Stored items:
------------------------------------------------------------

PR #235, opened 2020-09-22
Fix the login screen image on IE11

pcraig3:
The thank you hand breaks out of the top of the column without an explicit height when you're on IE11.

Also added a `min-height` to the blue column 

### ie11 login page

| before | after |
|--------|-------|
|  "thank you" message breaks out of the column     |  "thank you" message is centred     |
|  Screen Shot 2020-09-22 at 3 30 14 PM  |  Screen Shot 2020-09-22 at 3 29 59 PM    |

### login page on hi-res screens

| before | after |
|--------|-------|
|  blue column looks dumb on big screens   |  blue column is more normal looking     |
| Screen Shot 2020-09-22 at 4 24 20 PM  | Screen Shot 2020-09-22 at 4 24 30 PM  |

### DIFF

------------------------------------------------------------

WHAT YOU WILL DO:
Could you print, word for word, the line containing "### login page on hi-res screens" and every line after it through the end of the records, and nothing else?

SOLUTION TO THIS PROBLEM:
### login page on hi-res screens

| before | after |
|--------|-------|
|  blue column looks dumb on big screens   |  blue column is more normal looking     |
| Screen Shot 2020-09-22 at 4 24 20 PM  | Screen Shot 2020-09-22 at 4 24 30 PM  |

### DIFF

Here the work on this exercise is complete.